Ni 718 got a head start against many other nickel superalloys and the demand for it broadened the supply chain, which lowered its price, and that further pushed the adoption of Ni 718.
How important is it to end users, such as GE Aviation who you work with, that these nickel alloys are well-known materials? Does it help with their adoption?
It’s important, and it helps with their adoption, because the risk has been mitigated. In an industry like aerospace, you might think that engineers designing additive applications would opt for new materials, but that is not often the case. That is because risk assessment, certification and qualification also play a critical role in their highly regulated industry.
Their preference is to work with alloys that have AMS and ASTM standards, with data to support it. This is the case for Ni 718 and Ni 625, where there is a huge amount of data available on the fatigue curves, elongation curves, and strength data for each of these alloys.
There is a preference in the aerospace industry for well-studied materials that can be additively manufactured robustly and repeatedly with known specifications, compared to a material with slightly better properties but is more of an unknown, for example copper and aluminum.
In the aerospace sector, the cost of a part failure and the associated risks are much higher. So, even though it may seem slow to outside observers, the adoption of Ni 718 for use in additive applications is paced rightly. Adoption typically starts with one or two non-critical parts and then moves on to more complex, often moving parts. There is a carefully laid-out roadmap for the adoption of new technologies in the aerospace sector.
Where is Ni 718 being used in the aerospace and space sectors?
Ni 718 is a popular material for the aerospace and space sectors because it is easy to process in additive manufacturing machines.
It is also a material that lends itself well to additive manufacturing due to its density. The denser a powder is, the better it will flow through those gravimetric feeders, and the easier it will be to build even layers.
This is a reason why there is interest and demand from the aerospace and space sectors. In terms of where it’s being used specifically, you will often find it deployed in thermally challenging environments, such as rocket engines, gas turbine hot sections, heat exchangers and parts used in fuel and combustion systems.
How is AP&C working with customers to fulfill their future needs?
Close and tight collaboration with our customers has enabled AP&C to mature its production, quality, and systems to become an established and robust organization.

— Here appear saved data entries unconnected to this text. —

PR #4127, opened 2023-12-14
feat: Ticket information screen

KristianSelnas:
Closes https://github.com/AtB-AS/kundevendt/issues/15899

This pr contains the ticket information page with just the description section. Mobility benefits and generic tips and information are handled in separate PRs.

<details>
<summary>Screen shots</summary>

image (2)
image (3)

</details>

Related pr: https://github.com/AtB-AS/firestore-configuration/pull/397

### DIFF
--- a/src/stacks-hierarchy/Root_PurchaseOverviewScreen/components/FareProductHeader.tsx
+++ b/src/stacks-hierarchy/Root_PurchaseOverviewScreen/components/FareProductHeader.tsx
@@ -14,6 +14,7 @@ import {StyleSheet} from '@atb/theme';
 import {TransportationIconBoxList} from '@atb/components/icon-box';
 import {Button} from '@atb/components/button';
 import {Info} from '@atb/assets/svg/mono-icons/status';
+import {useIsTicketInformationEnabled} from '@atb/stacks-hierarchy/Root_PurchaseOverviewScreen/use-is-ticket-information-enabled';
 
 type Props = {
   fareProductTypeConfig: FareProductTypeConfig;
@@ -33,6 +34,7 @@ export const FareProductHeader = forwardRef<View, Props>(
   ) => {
     const {t, language} = useTranslation();
     const styles = useStyle();
+    const [isTicketInformationEnabled] = useIsTicketInformationEnabled();
 
     return (
       <View style={style}>
@@ -49,26 +51,28 @@ export const FareProductHeader = forwardRef<View, Props>(
             {getTextForLanguage(fareProductTypeConfig.name, language) ?? ''}
           </ThemeText>
         </View>
-        <View style={styles.headerSubSection}>
-          <ThemeText
-            type="body__secondary"
-            color="background_accent_0"
-            style={styles.ticketDescription}
-            numberOfLines={1}
-          >
-            {getTextForLanguage(
-              preassignedFareProduct.description ?? [],
-              language,
-            )?.replaceAll('\n', ' ')}
-          </ThemeText>
-          <Button
-            type="pill"
-            leftIcon={{svg: Info}}
-            interactiveColor="interactive_1"
-            text={t(PurchaseOverviewTexts.ticketInformation.button)}
-            onPress={onTicketInfoButtonPress}
-          />
-        </View>
+        {isTicketInformationEnabled && (
+          <View style={styles.headerSubSection}>
+            <ThemeText
+              type="body__secondary"
+              color="background_accent_0"
+              style={styles.ticketDescription}
+              numberOfLines={1}
+            >
+              {getTextForLanguage(
+                preassignedFareProduct.description ?? [],
+                language,
+              )?.replaceAll('\n', ' ')}
+            </ThemeText>
+            <Button
+              type="pill"
+              leftIcon={{svg: Info}}
+              interactiveColor="interactive_1"
+              text={t(PurchaseOverviewTexts.ticketInformation.button)}
+              onPress={onTicketInfoButtonPress}
+            />
+          </View>
+        )}
       </View>
     );
   },
--- a/src/stacks-hierarchy/Root_PurchaseOverviewScreen/components/FareProductHeader.tsx
+++ b/src/stacks-hierarchy/Root_PurchaseOverviewScreen/components/FareProductHeader.tsx
@@ -1,33 +1,74 @@
-import {getTextForLanguage, useTranslation} from '@atb/translations';
+import {
+  getTextForLanguage,
+  PurchaseOverviewTexts,
+  useTranslation,
+} from '@atb/translations';
 import {StyleProp, View, ViewStyle} from 'react-native';
-import {FareProductTypeConfig} from '@atb/configuration';
+import {
+  FareProductTypeConfig,
+  PreassignedFareProduct,
+} from '@atb/configuration';
 import React, {forwardRef} from 'react';
 import {ThemeText} from '@atb/components/text';
 import {StyleSheet} from '@atb/theme';
 import {TransportationIconBoxList} from '@atb/components/icon-box';
+import {Button} from '@atb/components/button';
+import {Info} from '@atb/assets/svg/mono-icons/status';
 
 type Props = {
   fareProductTypeConfig: FareProductTypeConfig;
+  preassignedFareProduct: PreassignedFareProduct;
+  onTicketInfoButtonPress: () => void;
   style?: StyleProp<ViewStyle>;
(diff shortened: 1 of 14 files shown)


src/stacks-hierarchy/Root_PurchaseOverviewScreen/components/FareProductHeader.tsx
```diff
@@ -1,33 +1,78 @@
...
+            {getTextForLanguage(fareProductTypeConfig.name, language) ?? ''}
+          </ThemeText>
+        </View>
+        {isTicketInformationEnabled && (
+          <View style={styles.headerSubSection}>
+            <ThemeText
+              type="body__secondary"
+              color="background_accent_0"
+              style={styles.ticketDescription}
+              numberOfLines={1}
```
gorandalum, line 60: Should it support markdown here as well? In case it starts with bold or something.

src/stacks-hierarchy/Root_TicketInformationScreen.tsx
```diff
@@ -0,0 +1,77 @@
...
+        title: t(
+          PurchaseOverviewTexts.ticketInformation.informationDetails.title,
+        ),
+        leftButton: {type: 'close'},
+      }}
+    >
+      <ScrollView style={styles.container}>
+        {preassignedFareProduct.productDescription && (
+          <>
+            <SectionHeading>
```
gorandalum, line 35: I think `ContentHeading` is the component to use for these headings going forwards. [It was created](https://github.com/AtB-AS/mittatb-app/pull/4111) so that these headings have the same look and feel around the app.

src/stacks-hierarchy/Root_TicketInformationScreen.tsx
```diff
@@ -0,0 +1,77 @@
...
+import {SectionHeading} from '@atb/stacks-hierarchy/Root_TabNavigatorStack/TabNav_DashboardStack/Dashboard_RootScreen/components/SectionHeading';
+import {TransportationIconBoxList} from '@atb/components/icon-box';
+
+type Props = RootStackScreenProps<'Root_TicketInformationScreen'>;
+
+export const Root_TicketInformationScreen = (props: Props) => {
+  const {t, language} = useTranslation();
+  const styles = useStyle();
+  const fareProductTypeConfig = props.route.params.fareProductTypeConfig;
+  const preassignedFareProduct = props.route.params.preassignedFareProduct;
```
gorandalum, line 21: Maybe just pass the id of the `preassignedFareProduct` here, and retrieve the `preassignedFareProduct` and `fareProductTypeConfig` objects with it. That is more inline with the [React Navigation doc](https://reactnavigation.org/docs/params/#what-should-be-in-params):
> Params are like options for a screen. They should only contain information to configure what's displayed in the screen. Avoid passing the full data which will be displayed on the screen itself (e.g. pass a user id instead of user object)

gorandalum (approved):
Good work! Some non-blocking comments added :)

src/stacks-hierarchy/Root_PurchaseOverviewScreen/components/FareProductHeader.tsx
```diff
@@ -1,33 +1,78 @@
...
+            >
+              {getTextForLanguage(
+                preassignedFareProduct.productDescription ?? [],
+                language,
+              )?.replaceAll('\n', ' ')}
```
marius-at-atb, line 65: Should it also look for `<br>`, `<br/>` and `<br />`?

src/stacks-hierarchy/Root_PurchaseOverviewScreen/components/FareProductHeader.tsx
KristianSelnas: I get your point, but I'm not sure what's the best option. I've added `.replaceAll('\n', ' ')` to get the text to flow as one line. I think rendering markup here could have unknown consequences, e.g. if the markdown contains a url that's broken by the line length limit etc. If anything, I think the best option would actually be to strip the markdown markup, but I don't know if that is trivial.

src/stacks-hierarchy/Root_TicketInformationScreen.tsx
```diff
@@ -0,0 +1,77 @@
...
+          </>
+        )}
+      </ScrollView>
+    </FullScreenView>
+  );
+};
+
+const useStyle = StyleSheet.createThemeHook((theme) => ({
+  container: {
+    backgroundColor: theme.static.background.background_accent_0.background,
```
marius-at-atb, line 69: I think that the background color should instead be set with `contentColor="background_accent_0"` on `FullScreenView`, to avoid this when scrolling:

src/stacks-hierarchy/Root_TicketInformationScreen.tsx
KristianSelnas: I agree that passing id's is cleaner, but I thought passing objects was fine as long as it's serialised in a predictable way?

marius-at-atb (approved):
Lgtm! :+1:

src/stacks-hierarchy/Root_TicketInformationScreen.tsx
KristianSelnas: I get the point after reading the docs more thoroughly. Thank you!

src/stacks-hierarchy/Root_PurchaseOverviewScreen/components/FareProductHeader.tsx
KristianSelnas: Ideally, I think all markup should be should be stripped: https://github.com/AtB-AS/mittatb-app/pull/4127#discussion_r1427975624

src/stacks-hierarchy/Root_PurchaseOverviewScreen/components/FareProductHeader.tsx
KristianSelnas: It doesn't seem like Marked har any extensions for stripping markup: https://marked.js.org/using_advanced#extensions

My two-minutes research haven't found any other small, well maintained 3rd party libraries for this either. Writing one from scratch with regexes and stuff is certainly not impossible, but perhaps more work and risk than we want for this particular use case.

A safe option could be to add a separate property to preassigned fare product, e.g. `productDescriptionShort`. We are already adding a custom property for this. What do you think, @gorandalum and @marius-at-atb ?

src/stacks-hierarchy/Root_PurchaseOverviewScreen/components/FareProductHeader.tsx
KristianSelnas: Resolving this and moving discussion to https://github.com/AtB-AS/mittatb-app/pull/4127#discussion_r1428035977

src/stacks-hierarchy/Root_PurchaseOverviewScreen/components/FareProductHeader.tsx
marius-at-atb: I kinda agree that even if there is markdown in the text, it is not desirable to show that in this header text.
However it would be preferable imo to solve it with code. Could e.g. [strip-markdown](https://github.com/remarkjs/strip-markdown) be an option?

KristianSelnas: As far as I can tell, strip-markdown is a plugin for Remark. We are using Marked not Remark for markdown, so I don't think it's a good idea to include Remark just to use that one plugin.

KristianSelnas: I've created a simple `strip-markdown` function now using Marked.

src/stacks-hierarchy/navigation-types.ts
```diff
@@ -59,6 +59,11 @@ type FareContractDetailsRouteParams = {
   orderId: string;
 };
 
+type TicketInformationScreenParams = {
+  fareProductTypeConfigType: string;
+  preassignedFareProductId: string | undefined;
```
gorandalum, line 64: I think the id should be required. Doesn't really make sense to navigate to a ticket info screen if one doesn't have an id for the ticket product to show.

KristianSelnas: Yes it does. It has the generic ticket info section, and potentially mikro mobility benefits.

That collaboration continues to push us forward and set the high standards for our own company and for the industries where AP&C plays.
AP&C has taken to heart the high standards, safety, quality, and the product and process controls expected of the aerospace industry. It can take time and studies to get data, but we are able to tap into resources across GE to look at our powders and characterize them and print test coupons, if needed.
Ni 718 has been around for some time. It is a very versatile material that has been tried and tested in many applications. And because it is a known, understood, and well-respected material in the aerospace and space industries, its adoption to additive has been a more seamless transition compared to other, lesser tried and tested materials.
Because nickel alloys are not reactive, they are some of the most optimal materials for additive manufacturing as they don’t pick up contaminants. It is these same non-reactive properties that have made Ni 718 a staple material for high-temperature applications.
The ability to use it to create parts with more complex geometries using tried, tested, and established additive manufacturing methods, opens Ni 718 and other nickel alloys up to even more applications in the future.